Monday, December 17, 2012

Absent

I feel like the title of this blog is quite fitting. I've been absent. I'm going to be pretty real and raw-not because I want to sound like a broken complaining record, but because I want to be real, and I want to represent a real picture of what the adoption process can feel like at times, because it's not always fun.

Sometimes, it's really really hard

This past week was an incredibly hard week for me.  I was in a fog, and I could sense darkness.  I wanted to stay inside, and not see or talk to anyone.  I was angry.  There are parts of our adoption journey we're choosing not to share publicly, and that's because while I want people to be as involved as they can, there are some things that we will not share, because just like you won't publically share about the negative (and sometimes gross) parts of a pregnancy we are choosing to keep parts of our journey private.
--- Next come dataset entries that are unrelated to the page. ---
Issue #561, opened 2015-11-28
includedir goes too deep


donpdonp:
the includedir pkgconfig has /nanomsg in the path so #include <nanomsg/bus.h> is not found in include/nanomsg/nanomsg/bus.h

```
pkg-config --cflags libnanomsg
-I/opt/nanomsg/0.8-beta/include/nanomsg 
```

```
 go get github.com/op/go-nanomsg
# github.com/op/go-nanomsg
src/github.com/op/go-nanomsg/bus.go:5:26: fatal error: nanomsg/bus.h: No such file or directory
 // #include <nanomsg/bus.h>
                          ^
```

editing libnanomsg.pc.in to be
```
includedir=@includedir@
```
fixes the problem.

gdamore:
This looks like the change issued with #487   Sadly I'm not sure what is correct right now... it seems like we have some disagreements about pkgconfig.  I don't actually use that tool.

gdamore:
So it looks like your pkg-config flags for -I are wrong.  Don't say "include/nanomsg", but just "include".  Did you supply the -I option to pkg-config by hand?

gdamore:
I'm closing this for now.  Feel free to reopen when you're prepared to provide more info.

gdamore:
Huh.  In retrospect I think we got this wrong.  Applications should indeed include <nanomsg/nn.h> or whatever.

PR #686, opened 2016-04-30
fixes #685 cmake needs to deliver libnanomsg.pc (pkg-config data file)

### LINKED ISSUE #685: cmake needs to deliver libnanomsg.pc (pkg-config data file)
We prepare this file with autoconf, but we need to change the cmake code to prepare it, and deliver it in the same way that autoconf does.

gdamore:
This creates a file, nanomsg.pc  -- (note the absence of the leading lib prefix) for nanomsg.)

This new file behaves as specified in #561 -- and furthermore, simplifies Windows library detection works -- checking using the same tests we use for other platforms.  (Hopefully it will work!)

As a  bonus, it corrects the Libs.private entry so that users wanting to link statically can get the right answers with pkg-config --static --libs nanomsg

The version emitted is the library version, not the ABI version.

This pkg-config file departs rather significantly from the version used in autotools; folks relying on it will have to change things.  But this is a big improvement IMO.

### DIFF
--- a/src/CMakeLists.txt
+++ b/src/CMakeLists.txt
@@ -356,21 +356,23 @@ set_target_properties (${PROJECT_NAME} PROPERTIES LIBRARY_OUTPUT_DIRECTORY ${PRO
 set_target_properties (${PROJECT_NAME} PROPERTIES ARCHIVE_OUTPUT_DIRECTORY ${PROJECT_BINARY_DIR})
 
 target_link_libraries (${PROJECT_NAME} ${NN_REQUIRED_LIBRARIES})
-if (WIN32)
-    target_link_libraries (${PROJECT_NAME} ws2_32)
-    target_link_libraries (${PROJECT_NAME} mswsock)
-    target_link_libraries (${PROJECT_NAME} advapi32)
-elseif (UNIX)
-    if(THREADS_HAVE_PTHREAD_ARG)
-        add_definitions (-pthread)
-    endif()
-    if(CMAKE_THREAD_LIBS_INIT)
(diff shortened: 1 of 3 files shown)


gdamore:
Well, my attempt to simplify windows checks for libraries failed miserably.  I'll revert that portion.

src/CMakeLists.txt
```diff
@@ -356,21 +356,23 @@ set_target_properties (${PROJECT_NAME} PROPERTIES LIBRARY_OUTPUT_DIRECTORY ${PRO
...
+    add_definitions (-pthread)
+endif()
+if(CMAKE_THREAD_LIBS_INIT)
+    target_link_libraries (${PROJECT_NAME} "${CMAKE_THREAD_LIBS_INIT}")
+endif()
 
+# pkg-config file
+if(NN_REQUIRED_LIBRARIES)
+    foreach (lib ${NN_REQUIRED_LIBRARIES})
+        set (NN_REQUIRED_LFLAGS "${NN_REQUIRED_LFLAGS} -l${lib}")
```
Snaipe: Following the current CMakeLists.txt, this is going to have `-lpthread` rather than `-pthread`. I don't think it matters in practice though (I've never seen any pthread linker flag other than `-lpthread`), but it might be desirable for compliance/portability of user programs.

gdamore: There are compilers that do -pthread -- this flag usually sets (on Solaris) some other flags -- generally -D_REENTRANT and possibly -D_POSIX_PTHREAD_SEMANTICS, and adding -lpthread.  SunPro (legacy) had -mt for a similar purpose -- adding -lthread and adding the -D_REENTRANT.

The link-time stuff is just -lpthread, which ought to be sufficient.

Issue #692, opened 2016-05-09
nn_term semantics are busted


gdamore:
As documented, nn_term() is unusable.  Its also the source of a lot of problems. 

Specifically the API calls for nn_term() to be a non-blocking function, that wakes all other workers, which are supposed to clean up, and all outstanding blocking calls return -ETERM.  The problem is that without blocking, it is impossible to know when it is safe to clean up, or even reinitialize the library -- worker threads can still be running, etc.   Further, the specific requirements that functions in flight return -ETERM immediately upon completion creates a significant headache of race conditions to clean up, and is the source of quite a few bugs.  Having a secondary way to for sockets to terminate beyond just normal close is unwarranted complexity.  Its also very unlike POSIX.  Finally, once performed, there is no way for a caller to reinitialize the library for subsequent use.

As specified, nn_term() is mostly useless.

We therefore propose the following changes:

* nn_term() shall become a blocking call.
* it shall operate by setting a global flag (as it does today), and by closing all open sockets.
* nn_socket() shall continue to check the flag and return -ETERM if it is set
* nn_init() shall be a new function which clears the global flag
* all other functions shall operate as normal.  This means that after nn_term() returns (and before
 nn_init() is called) they shall return -EBADF.

gdamore:
This should address the problems noted in #562 as well.  nn_term will remain useful for some consumers, but in general its behavior will be far more predictable.

Note that nn_term should also be considered optional -- that is it shouldn't release any resources that would not also be released by a call to nn_close() of the last socket.

PR #694, opened 2016-05-10
Newterm

gdamore:
This should address both #692 and the various shutdown races.  The latter is only fixed on POSIX -- I'm not sure yet whether the same fix is required for Windows or not.

### DIFF
--- a/src/core/global.c
+++ b/src/core/global.c
@@ -308,10 +308,7 @@ void nn_term (void)
     int i;
 
     nn_glock_lock ();
-
-    /*  Switch the global state into the zombie state. */
     self.flags |= NN_CTX_FLAG_TERMING;
-
     nn_glock_unlock ();
 
     /* Make sure we really close resources, this will cause global
--- a/src/core/global.c
+++ b/src/core/global.c
@@ -43,6 +43,7 @@
 #include "../utils/chunk.h"
 #include "../utils/msg.h"
 #include "../utils/attr.h"
+#include "../utils/sleep.h"
 
 #include "../transports/inproc/inproc.h"
 #include "../transports/ipc/ipc.h"
@@ -92,7 +93,9 @@
     the type should be changed to uint32_t or int. */
 CT_ASSERT (NN_MAX_SOCKETS <= 0x10000);
 
-#define NN_CTX_FLAG_ZOMBIE 1
+#define NN_CTX_FLAG_TERMED 1
+#define NN_CTX_FLAG_TERMING 2
+#define NN_CTX_FLAG_TERM (NN_CTX_FLAG_TERMED | NN_CTX_FLAG_TERMING)
 
 #define NN_GLOBAL_SRC_STAT_TIMER 1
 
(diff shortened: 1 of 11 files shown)


src/core/global.c
```diff
@@ -309,25 +308,33 @@ void nn_term (void)
...
+    nn_glock_lock ();
+    /*  Make sure any nn_term in progress is done. */
+    while (self.flags & NN_CTX_FLAG_TERMING) {
+        nn_glock_unlock ();
+        nn_sleep (100);
+        nn_glock_lock ();
     }
+    self.flags &= ~NN_CTX_FLAG_TERMED;
+    nn_glock_unlock ();
 }
```
JackDunaway: Is `nn_init` actually called anywhere right now? Or is this the TODO from line 323?

src/utils/efd.c
```diff
@@ -44,18 +45,60 @@ int nn_efd_wait (struct nn_efd *self, int timeout)
...
+        if (nn_slow (pfd.fd < 0))
+            return -EBADF;
+
+        switch (expire) {
+        case 0:
+            /* poll once */
+            timeout = 0;
+            break;
+
+        case (uint64_t)-1:
```
JackDunaway: Is this valid? `timeout` is of type `int`.

src/utils/efd.c
```diff
@@ -44,18 +45,60 @@ int nn_efd_wait (struct nn_efd *self, int timeout)
...
-        return -EINTR;
-    errno_assert (rc >= 0);
-    if (nn_slow (rc == 0))
-        return -ETIMEDOUT;
-    return 0;
+    if (timeout > 0) {
+        expire = nn_clock_ms() + timeout;
+    } else {
+        expire = timeout;
+    }
```
JackDunaway: It's not immediately clear what values <-1 would do. I believe these are prevented upstream, and if that's the case, it would make sense to insert an `nn_assert (timeout == -1);` here, perhaps with a comment why.

src/utils/efd.c
gdamore: Yes.  The value here is "expire", not timeout.

src/utils/efd.c
gdamore: I would be happy to make this more explicit -- a timeout of -1 is valid, and results in expire = (uint64_t)-1.  That means an infinite timeout.  This is not a place for an nn_assert().

The unfortunate thing (and it does work this way) is that its not obvious that assigning (int)-1 to a uint64_t results in a value of 0xffffffffffffffffULL (aka (uint64_t)-1).  A more clear way to write this, although slightly less efficient, would be to explicitly check for timeout < 0 and setting expire = (uint64_t)-1.

If you want me to make that change for clarity (at a tiny expense in terms of performance) I'm happy to do so.

gdamore:
Fixed and integrated:

commit 994a99f7180017218fe3866fffd70a9990dfb7f6
Date:   Tue May 10 13:07:16 2016 -0700

    fixes #692 nn_term semantics are busted

Issue #583, opened 2015-12-17
Occasional deadlock during nn_shutdown in websocket


gdamore:

JackDunaway:
Fixed with patches introduced by #695

Issue #581, opened 2015-12-15
WebSocket transport lagging features of TCP Transport


JackDunaway:
The WebSocket transport is currently lagging features of the TCP transport, including reconnect backoff timers for both bind and connect, and also a socket receive maximum bytes option.

reqshark:
on the browser-side of the connection, is there a way to configure nanomsg features?

wirebirdlabs:
Would you explain?

reqshark:
sure, let's say i set up an NN_PAIR or some other socket type. 

On the *browser-side*, setting no options, I'm actually able to get msgs into a web browser's JavaScript like this:

```js
      var ws = new WebSocket('ws://127.0.0.1:7789', [
      // see the rfc on sp websocket mapping:
      // raw.githubusercontent.com/nanomsg/nanomsg/master/rfc/sp-websocket-mapping-01.txt
        'pair.sp.nanomsg.org'
      ]);
      ws.onopen = function open() { ws.send('Ping'); }
      ws.onerror = function error(err) { console.log(err); }
      ws.onmessage = function message(e) {
        var reader = new FileReader();
        reader.addEventListener('loadend', function() {
          document.querySelector('span').textContent = reader.result;
        });
        reader.readAsText(e.data);
      }

```

Would any socket options I set on the other end *pass-through* or is there any plan to be able to set options from the browser-side? Does that make sense?

reqshark:
btw, when i say "get msgs into a web browser's JavaScript " I also mean send msgs back! :+1:

wirebirdlabs:
What kinds of options are you wanting to set?

reqshark:
Really just `NN_RCVMAXSIZE`, for larger data sets or images bigger than 1024kB..

But at some point if `NN_SNDBUF` or `NN_RCVBUF` could improve perf I would want to set those

wirebirdlabs:
That'd be a security hole for any transport type (not just WebSocket) -- enabling a socket peer to change behavior like this.

If you want to be able to tune those parameters remotely, you can introduce your own application-level protocol (but it doesn't seem like a good idea)

reqshark:
Ok I could see that, thanks!

PR #695, opened 2016-05-11
fixes #584, #583, #581

### LINKED ISSUE #584: Want async shutdown test for websocket
As this has been a challenge for us in the past, @wirebirdlabs has written a test case for async shutdown to check for races against issues elsewhere in the library.

JackDunaway:


src/transports/ws/sws.c
```diff
@@ -678,7 +686,76 @@ static void nn_sws_validate_utf8_chunk (struct nn_sws *self)
...
+    pos = self->inmsg_current_chunk_buf;
+
+    /*  Peer did not provide a Close Code, so choose our own here. */
+    if (len == 0) {
+        nn_sws_fail_conn (self, NN_SWS_CLOSE_NORMAL, "");
+        return;
+    }
+
+    /*  If the payload is not even long enough for the required 2-octet
+        Close Code, the connection should have been failed upstream. */
```
gdamore: What does "upstream" mean in this context?

src/transports/ws/sws.c
```diff
@@ -678,7 +686,76 @@ static void nn_sws_validate_utf8_chunk (struct nn_sws *self)
...
+    nn_assert (len >= NN_SWS_CLOSE_CODE_LEN);
+    len -= NN_SWS_CLOSE_CODE_LEN;
+    pos += NN_SWS_CLOSE_CODE_LEN;
+
+    /*  As per RFC 6455 7.1.6, the Close Reason following the Close Code
```
gdamore: While this is required for generation, do we care about actually checking this?  What happens if we just ignore the close code whether well formed or not?  (Be generous in what you accept.... )

src/transports/ws/sws.c
```diff
@@ -678,7 +686,76 @@ static void nn_sws_validate_utf8_chunk (struct nn_sws *self)
...
+        close_code == NN_SWS_CLOSE_ERR_EXTENSION ||
+        close_code == NN_SWS_CLOSE_ERR_SERVER ||
+        (close_code >= 3000 && close_code <= 3999) ||
+        (close_code >= 4000 && close_code <= 4999)) {
+        /*  Repeat close code, per RFC 6455 7.4.1 and 7.4.2 */
+        nn_sws_fail_conn (self, (int) close_code, "");
+    }
+    else {
+        nn_sws_fail_conn (self, NN_SWS_CLOSE_ERR_PROTO,
+            "Unrecognized close code.");
```
gdamore: TBH, I'm not sure what value passing the close code here gives.  How is this useful to the application?

src/transports/ws/sws.c
```diff
@@ -759,7 +835,7 @@ static int nn_sws_fail_conn (struct nn_sws *self, int code, char *reason)
         nn_fsm_raise (&self->fsm, &self->done, NN_SWS_RETURN_CLOSE_HANDSHAKE);
     }
 
-    return 0;
+    return;
```
gdamore: Return statement here not needed.

src/transports/ws/sws.c
```diff
@@ -1200,13 +1272,25 @@ static void nn_sws_handler (struct nn_fsm *self, int src, int type,
                             sws->inmsg_current_chunk_buf = sws->inmsg_control;
                         }
                         else {
-                            sws->inmsg_chunks++;
                             sws->inmsg_total_size += sws->inmsg_current_chunk_len;
+                            /*  Protect non-control messages against the
```
gdamore: Yay.  This is a critical stopper bug you are fixing. :-)

src/transports/ws/sws.c
```diff
@@ -1298,8 +1379,19 @@ static void nn_sws_handler (struct nn_fsm *self, int src, int type,
...
                         sws->inmsg_total_size += sws->inmsg_current_chunk_len;
+                        /*  Protect non-control messages against the
+                            NN_RCVMAXSIZE threshold; control messages already
+                            have a small pre-allocated buffer, and therefore
+                            are not subject to this limit. */
+                        nn_pipebase_getopt (&sws->pipebase, NN_SOL_SOCKET,
+                            NN_RCVMAXSIZE, &opt, &opt_sz);
+                        if (opt >= 0 && sws->inmsg_total_size > (size_t) opt) {
+                            nn_sws_fail_conn (sws, NN_SWS_CLOSE_ERR_TOOBIG,
+                                "Message larger than application allows.");
```
gdamore: This message, if exposed to users, could be confusing.  "Message larger than NN_RCVMAXSIZE" might be clearer.  Or just "message size exceeds limit"?

tests/ws_async_shutdown.c
```diff
@@ -0,0 +1,106 @@
...
+        if (nn_errno () == ETIMEDOUT) {
+            continue;
+        }
+        break;
+    }
+    /*  Socket is expected to be closed by caller.  */
+    errno_assert (nn_errno () == EBADF);
+}
+
+int main ()
```
gdamore: I'd prefer to see argc, argv arguments (even if unused) to main().

src/transports/ws/bws.c
```diff
@@ -314,6 +344,71 @@ static void nn_bws_handler (struct nn_fsm *self, int src, int type,
         }
 
 /******************************************************************************/
+/*  CLOSING_USOCK state.                                                      */
```
gdamore: Just a little note.  I hate the use of enclosing asterisks in block comments.  It becomes a pain to maintain them, and it looks horrible if ever used with a non-monospaced font (I know don't do that!) I used to use the same comment style when I was young, but in my years since I've learned that they add little value -- the ones on the right side are especially annoying to have to maintain.  Usually just a single multiline comment with left aligned asterisks is sufficient to catch attention -- especially if surrounded by whitespace.

gdamore: That said, I think Martin used these block comments extensively elsewhere in the code.  They still annoy me, and I celebrate a little when I can remove them. :-)

JackDunaway: Agree here. I'll leave the format for now for conformance, then we can come back later and change them all in bulk.

src/transports/ws/sws.c
JackDunaway: Upstream logic in the currently-processing message. Not upstream in the sense of "further up the chain" on a block diagram of the system.

src/transports/ws/sws.c
JackDunaway: The Close Reason itself it optional, but if it exists, it **MUST BE** valid UTF-8. If it is not, RFC 6455 states that we (local socket) can immediately fail the connection without best-effort response. If it's well-formed, RFC 6455 states we must give a best-effort response. I see where you're coming from, but relaxing the spec here in this manner would be incorrect.

gdamore: So it would be wrong to give a best effort response to this, even if the reason was not valid UTF-8?

src/transports/ws/sws.c
JackDunaway: It's just RFC 6455 conformance. A well-behaved server (like this logic) should provide best-effort hints as to why it's unexpectedly closing a connection when it does, based on the malconformance mode of the client.

src/transports/ws/sws.c
gdamore: So lets change the wording here, because its unclear.  Perhaps say "should already have been failed."

src/transports/ws/sws.c
JackDunaway: IIRC, it's something that pedantic compilers prefer; either way, it doesn't hurt to be explicit. Do you have strong opionions otherwise? Else, we'll keep it for now.

src/transports/ws/sws.c
JackDunaway: Good suggestion; will change.

tests/ws_async_shutdown.c
JackDunaway: Even further, this test needs the full-blown upgrade made by @Snaipe to dynamically retrieve its port. (This test predates that upgrade.) Stay tuned ...

src/transports/ws/sws.c
JackDunaway: Will change.

src/transports/ws/sws.c
JackDunaway: No, since a best-effort response is still given for all other failure modes. It's a paltry effort, but it tries at least once prior to closing the connection.

JackDunaway: Also -- it's very helpful to see how all this nanomsg websocket code interacts with the Autobahn Test Suite. It's simple to run A/B tests on question about behavior like this one, since it does an excellent job of probing all corner cases.

gdamore: Ok, lets check this at some point -- I'd rather not have the burden of validating UTF-8-ishness if we can skip it.  Seems to be of very little merit here, IMO.

src/transports/ws/sws.c
gdamore: I see, this response is sent back to the far end, so its for peer consumption rather than app consumption.  Right?

src/transports/ws/sws.c
gdamore: No "pedantic" compiler that I'm aware of "prefers" an explicit return at the end of a void function.  If there is a returned value, then that's different.   (Implicit return values of zero are what compilers bitch about.)  I'd prefer to remove it, actually.

PR #696, opened 2016-05-11
Compiler nits

JackDunaway:


src/aio/poller_kqueue.inc
```diff
@@ -107,6 +105,7 @@ void nn_poller_reset_in (struct nn_poller *self, struct nn_poller_hndl *hndl)
     if (hndl->events & NN_POLLER_EVENT_IN) {
         EV_SET (&ev, hndl->fd, EVFILT_READ, EV_DELETE, 0, 0, 0);
         rc = kevent (self->kq, &ev, 1, NULL, 0, NULL);
+        nn_assert (rc == 0);
```
gdamore: This feels wrong.  What is this fixing?

tests/testutil.h
```diff
@@ -201,12 +201,12 @@ static void NN_UNUSED test_drop_impl (char *file, int line, int sock, int err)
     }
 }
 
-static int get_test_port(int argc, const char *argv[])
+static int NN_UNUSED get_test_port (int argc, const char *argv[])
```
gdamore: What is unused here?  The return value?  The arguments?  Which ones?  I think you need to apply NN_UNUSED in front of specific arguments if that's what they are for.

tests/testutil.h
```diff
@@ -201,12 +201,12 @@ static void NN_UNUSED test_drop_impl (char *file, int line, int sock, int err)
...
 {
     return atoi(argc < 2 ? "5555" : argv[1]);
 }
 
-static void test_addr_from(char *out, const char *proto,
+static void NN_UNUSED test_addr_from (char *out, const char *proto,
```
gdamore: Same as above.  I think NN_USED is in the wrong place.

src/aio/poller_kqueue.inc
JackDunaway: It's definitely wrong; it's not a good fix, but a placeholder for something that needs to be further investigated. The compiler warned of an unused assignment to `rc` here -- and for `kevent`, we don't even expect `rc == 0`

tools/options.c
```diff
@@ -333,8 +333,8 @@ static void nn_append_string (struct nn_parse_context *ctx,
 {
     struct nn_string_list *lst;
 
-    lst = (struct nn_string_list *)(
-        ((char *)ctx->target) + opt->offset);
+    lst = (struct nn_string_list *)(((char *)ctx->target) + opt->offset);
+    nn_assert (lst);
```
gdamore: maybe better to nn_assert (ctx != NULL) before the above assignment?

tests/testutil.h
JackDunaway: This follows the precedent set by all other functions in this file. I believe it's some artifact of how the macros are called, not these functions themselves.

tools/options.c
```diff
@@ -345,7 +345,9 @@ static void nn_append_string (struct nn_parse_context *ctx,
     if (!lst->items) {
         nn_memory_error (ctx);
     }
-    lst->items[lst->num-1] = str;
```
gdamore: This is a logic change.  It shouldn't matter because nn_memory_error (ctx) should probably abort the program.  Maybe that needs a NORETURN (or whatever) statement?  I actually don't like adding the extra indentation here, it makes the flow harder to grok.

tests/testutil.h
JackDunaway: Example of precedent: https://github.com/nanomsg/nanomsg/pull/696/files/cdcb73a7dbebfaf9bb98190baef4372df1720937#diff-650a958e586e7f65e22e0174b4bac596R186

tools/options.c
```diff
@@ -355,6 +357,7 @@ static void nn_append_string_to_free (struct nn_parse_context *ctx,
 
     lst = (struct nn_string_list *)(
         ((char *)ctx->target) + opt->offset);
+    nn_assert (lst);
```
gdamore: As above, probably better to assert the ctx rather than lst.  The compiler should be able to figure it out from there.

tools/options.c
```diff
@@ -366,7 +369,8 @@ static void nn_append_string_to_free (struct nn_parse_context *ctx,
     if (!lst->items) {
         nn_memory_error (ctx);
     }
-    lst->to_free[lst->to_free_num-1] = str;
+    nn_assert (lst->to_free);
```
gdamore: This might be an assert against the str at the start of the function?

tools/options.c
```diff
@@ -789,6 +793,7 @@ void nn_free_options (struct nn_commandline *cline, void *target) {
         case NN_OPT_LIST_APPEND:
         case NN_OPT_LIST_APPEND_FMT:
             lst = (struct nn_string_list *)(((char *)target) + opt->offset);
+            nn_assert (lst);
```
gdamore: Similar comments as above.

tools/options.c
JackDunaway: Look again -- it's `lst->to_free` that needs the assert because it's indexed with `[lst->to_free_num-1]`

tests/testutil.h
gdamore: Ok, I see now.  I think this is goofy, and but its doing what was intended, because testutil.h is compiled inline and these are static functions.  So I'm fine with that for now.  We ought to fix this to be less "weird" in the future.  (A separate header and .c file would be more typical.)

tests/testutil.h
gdamore: As above, fine for now.

tools/options.c
JackDunaway: This doesn't quite work, because the thing we must guarantee is that `lst` is indeed non-NULL, yet it's calculated from two other function parameters.

tools/options.c
JackDunaway: Not quite enough to constrain -- see: https://github.com/nanomsg/nanomsg/pull/696/files#r62933992

tools/options.c
JackDunaway: How about just adding `nn_assert (lst && lst->items);`? I agree the logic change obfuscates.

src/protocols/pubsub/trie.c
```diff
@@ -299,7 +298,6 @@ int nn_trie_subscribe (struct nn_trie *self, const uint8_t *data, size_t size)
     memmove (ch->prefix, ch->prefix + pos + 1, ch->prefix_len);
     ch = nn_node_compact (ch);
     *nn_node_child (*node, 0) = ch;
-    pos = (*node)->prefix_len;
```
JackDunaway: @gdamore This looks like it may have been important at one time, but it's dead code now. I've tried to guess its intended meaning, but can't figure out anything it should obviously be. Shall we move forward with removing it?

Asked another way, is this orphaned code that should be removed, or an unfinished thought that should be finished?

tools/options.c
gdamore: Ok, so the more I think about this, the more vociferously I believe this is all wrong.  We're adding in a specific check for exactly one form of error (NULL pointers).  There are a bunch of others, stemming from e.g. use-after-free, uninitialized (and hence random) pointers on the stack, pointers to objects of the wrong data type, etc. etc.

The analyzer that is triggering this is crap, and I'm *not* interested in doing runtime parameter validation for all of these pointers.  There may be specific cases where such an assertion adds value to us (by documenting an assumption that we are making which isn't otherwise immediately obvious).

I'm not interested in doing the equivalent of adding assertions against NULL to function arguments everywhere.  You won't find libc does this (e.g. strcpy does not), and neither should we.

src/protocols/pubsub/trie.c
gdamore: I haven't actually tried to understand the code.  Its probably dead from an earlier implementation, but I had nothing to do with it.

tools/options.c
gdamore: I'm withdrawing all my exceptions to this usage in this file.  This is in options.c -- so not in the mainline library, and the assertions therefore do no harm to any end users.  The need for them underscores pretty strongly to me that the options design here is somewhat sketchy, but it works for now.

PR #700, opened 2016-05-11
fixes #692 nn_term semantics are busted

### LINKED ISSUE #692: nn_term semantics are busted

### LINKED ISSUE #699: tcp_shutdown hangs
We see many tcp_shutdown fixes in Windows on AppVeyor.  Further, I've demonstrated a 100% reliable hang in test code as part of the changes for #692 that shows a hang in nn_close() when other thread(s) are running with nn_recv() on the same socket.

The problem is that poll (and I hypothesize also select() on windows) does not wake up when one of the file descriptors is closed locally.

The band-aid workaround is to wake up at least once every 100 ms to check to make sure the socket is still open.

In the longer term, we'll replace the poll/select polling for notification with a simpler condition variable scheme that will be immune to these errors (and coincidentally also quite a bit more efficient / faster).

gdamore:
fixes #699 tcp_shutdown hangs

### DIFF
--- a/src/core/global.c
+++ b/src/core/global.c
@@ -43,6 +43,7 @@
 #include "../utils/chunk.h"
 #include "../utils/msg.h"
 #include "../utils/attr.h"
+#include "../utils/sleep.h"
 
 #include "../transports/inproc/inproc.h"
 #include "../transports/ipc/ipc.h"
@@ -92,7 +93,9 @@
     the type should be changed to uint32_t or int. */
 CT_ASSERT (NN_MAX_SOCKETS <= 0x10000);
 
-#define NN_CTX_FLAG_ZOMBIE 1
+#define NN_CTX_FLAG_TERMED 1
+#define NN_CTX_FLAG_TERMING 2
+#define NN_CTX_FLAG_TERM (NN_CTX_FLAG_TERMED | NN_CTX_FLAG_TERMING)
 
 #define NN_GLOBAL_SRC_STAT_TIMER 1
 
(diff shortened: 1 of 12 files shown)


gdamore:
Rebased and integrated:

commit 994a99f7180017218fe3866fffd70a9990dfb7f6
Date:   Tue May 10 13:07:16 2016 -0700

    fixes #692 nn_term semantics are busted

The fix for #699 and tcp starvation is left for later.

PR #703, opened 2016-05-11
another swag at fixing tcp_shutdown on windows.

gdamore:


src/utils/efd.c
```diff
@@ -119,6 +119,7 @@ int nn_efd_wait (struct nn_efd *self, int timeout)
     }
 
     for (;;) {
+        fd = self->r;
```
JackDunaway: Good catch; even if doesn't fix issue, this is a good change to keep.

gdamore: Agreed.  I still haven’t figured it out.  This is going to take time.

gdamore:
All fixed up now.  Closing.

PR #708, opened 2016-05-13
Add support for mutex debugging (mutex recursion, unowned lock release.)

gdamore:
This adds more extensive checks for mutex correctness, but only if
the environment variable NN_MUTEX_DEBUG is set.  This additional
level of debugging can have a small performance impact, but the
checks may help us detect and diagnose programming errors involving
mutexes sooner.

### DIFF
--- a/src/utils/mutex.c
+++ b/src/utils/mutex.c
@@ -23,25 +23,44 @@
 #include "mutex.h"
 #include "err.h"
 
+#include <stdlib.h>
+
 #ifdef NN_HAVE_WINDOWS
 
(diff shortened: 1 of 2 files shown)


gdamore:
If the initial build works, I'll add NN_MUTEX_DEBUG to the CI environment files.

JackDunaway:
I like this idea a lot; but as discussed on Gitter, we may be able to get away with doing it unconditionally rather than needing an env var, since it's so cheap: https://gitter.im/nanomsg/nanomsg?at=573605ce64dbdadc7debd519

But that also comes with challenges, like this past week for example.  The reality of adoption kind of hit me like a ton of bricks, the reality of a past.  Our son will have a past, a past that might have happiness, but will have sadness because he will loose (either by death, abandonment, ect) his family.  And there will be sadness, and there will be grief.  I will not be able to take back time spent in orphanages, time possibly spent alone with no one to go to him when he cries.  I wonder if he's sick, if he's getting the medicine that he needs, if he's cold. Things I just cant control.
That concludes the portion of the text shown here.